Agora, encontramo-nos em plena campanha eleitoral. O candidato mais bem colocado nas sondagens é Marcelo Rebelo de Sousa, mas não traz ex-Presidentes na lapela. As razões adivinham-se. A sua proposta parece modestíssima: uma magistratura apenas arbitral. Mas não é modéstia esvaziar a representatividade de um Presidente eleito por todos os portugueses, reduzindo-o à função de um árbitro. Pelo contrário, é um ambicioso projeto de secundarização que não se fica por fazer do semipresidencialismo um sorriso televisivo . A aposta é na concentração de poderes, certamente os governamentais. Não votarei em Marcelo por ser o candidato da direita, mas fosse de esquerda também não votaria nele pois seria um voto pela despromoção do semipresidencialismo.

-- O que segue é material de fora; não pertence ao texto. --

PR #191, opened 2016-11-26
Refactor pdp

jeffkamo:
Tweak PDP to improve its placeholder skeletons.

| Before | After |
| --- | --- |
| skeletons-before | skeletons-after |

> Notice that in the **Before** animation that the product description is not represented in the skeleton, that the carousel jumps in size after it loads, and that the form fields are missing.

## Changes
- Update SDK to 0.10.6 and add Ratio component base styles
- Add `display` utility class for `display: block`
- Tweak `disabled` styles for buttons
- Replace remnant `c-` with `pw-` in carousel theme styles
- Tweak PDP JSX files to improve its skeleton placeholders

## How to test-drive this PR
- Run `npm run dev`
- [Preview Merlin's Potions](https://preview.mobify.com/?url=http%3A%2F%2Fwww.merlinspotions.com%2F&site_folder=https%3A%2F%2Flocalhost%3A8443%2Floader.js&disabled=0&domain=&scope=1)
- Visit any PDP
- Confirm that the PDP skeleton placeholders look decent


app/containers/pdp/partials/pdp-carousel.jsx
```diff
@@ -2,28 +2,54 @@ import React, {PropTypes} from 'react'
...
+                        alt: '', // no alt text available :(
+                        src: item.img,
+                        hidePlaceholder: true,
+                        ratio: {aspect: '1:1'},
+                        loadingIndicator: <SkeletonBlock height="100%" />
+                    }
+
+                    return (
+                        <CarouselItem key={idx}>
+                            <Image {...imgProps} alt={imgProps.alt} />
```
DanielBrookRoberge: This line doesn't seem like it needs `alt={imgProps.alt}`.

app/containers/pdp/partials/pdp-carousel.jsx
```diff
@@ -2,28 +2,54 @@ import React, {PropTypes} from 'react'
...
+        nextIcon: 'chevron-right',
+        iconSize: 'medium',
+        className: 'pw--frame pw--side-controls t-pdp__carousel u-padding-md u-bg-color-neutral-20'
+    }
+
+    // So long as we have items, display the carousel as intended!
+    if (items.length) {
+        return (
+            <Carousel {...carouselProps}>
+                {items.map((item, idx) => {
```
DanielBrookRoberge: If this becomes `items.map(({img}, idx) =>` then we don't need `item.`

app/containers/pdp/partials/pdp-carousel.jsx
fractaltheory: I think we'd receive an accessibility ESlint warning for not including it.

jeffkamo: Yup, it's just a work around to avoid the lint warning.

app/containers/pdp/partials/pdp-carousel.jsx
jeffkamo: Fair point. Fixed!

app/containers/pdp/partials/pdp-carousel.jsx
DanielBrookRoberge: Might be good to have a comment then (or even a lint disable), since that's not clear from the code.

jeffkamo: Fixed!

Quem traz na lapela os ex-Presidentes Eanes, Soares e Sampaio é o candidato Sampaio da Nóvoa. De novo, as razões adivinham-se. Tem visão, como logo mostrou no discurso já célebre do Dia de Portugal de 2012, que pronunciou na qualidade de presidente da Comissão Organizadora das celebrações. Dizia então: «O heroísmo a que somos chamados é, hoje, o heroísmo das coisas básicas e simples – oportunidades, emprego, segurança, liberdade. O heroísmo de um país normal, assente no trabalho e no ensino». E tem o lastro – que nada tem que ver com generalatos de carreira política – que lhe permitiu fazer prevalecer, serenamente, um ponto de vista para o país nos debates que tiveram lugar nas últimas semanas. Era bom levá-lo a uma segunda volta. Porque mais do que eleger um Presidente que suceda a Cavaco Silva, está em causa restaurar uma Presidência a sério.